» TASK INSTRUCTIONS:
Would you copy each line of the data below that has "files"?

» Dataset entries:
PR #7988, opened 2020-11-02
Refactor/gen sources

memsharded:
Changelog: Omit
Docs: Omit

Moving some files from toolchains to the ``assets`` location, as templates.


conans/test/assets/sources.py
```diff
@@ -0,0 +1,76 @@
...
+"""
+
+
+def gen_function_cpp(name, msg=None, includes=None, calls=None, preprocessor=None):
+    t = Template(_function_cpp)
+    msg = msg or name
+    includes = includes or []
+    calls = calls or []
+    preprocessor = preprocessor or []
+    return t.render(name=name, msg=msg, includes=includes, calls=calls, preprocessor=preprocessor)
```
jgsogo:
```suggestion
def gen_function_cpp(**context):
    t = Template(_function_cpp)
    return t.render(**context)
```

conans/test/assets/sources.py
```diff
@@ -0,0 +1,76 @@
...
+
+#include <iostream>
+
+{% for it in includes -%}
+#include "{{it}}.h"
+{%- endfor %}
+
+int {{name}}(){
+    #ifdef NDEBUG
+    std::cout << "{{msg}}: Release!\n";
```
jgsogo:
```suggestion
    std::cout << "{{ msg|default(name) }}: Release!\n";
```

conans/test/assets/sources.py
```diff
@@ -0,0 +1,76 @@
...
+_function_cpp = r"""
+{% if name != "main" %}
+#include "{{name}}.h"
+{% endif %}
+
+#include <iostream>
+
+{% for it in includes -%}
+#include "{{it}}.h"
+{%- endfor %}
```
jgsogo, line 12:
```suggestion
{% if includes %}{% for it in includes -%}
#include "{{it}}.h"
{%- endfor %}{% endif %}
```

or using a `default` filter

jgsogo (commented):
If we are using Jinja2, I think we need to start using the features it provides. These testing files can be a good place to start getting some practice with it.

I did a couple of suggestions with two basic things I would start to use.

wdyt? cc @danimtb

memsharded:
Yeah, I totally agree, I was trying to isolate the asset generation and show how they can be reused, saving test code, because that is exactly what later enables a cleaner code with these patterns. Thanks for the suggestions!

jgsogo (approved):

» OUTPUT OF THE TASK:
Moving some files from toolchains to the ``assets`` location, as templates.
If we are using Jinja2, I think we need to start using the features it provides. These testing files can be a good place to start getting some practice with it.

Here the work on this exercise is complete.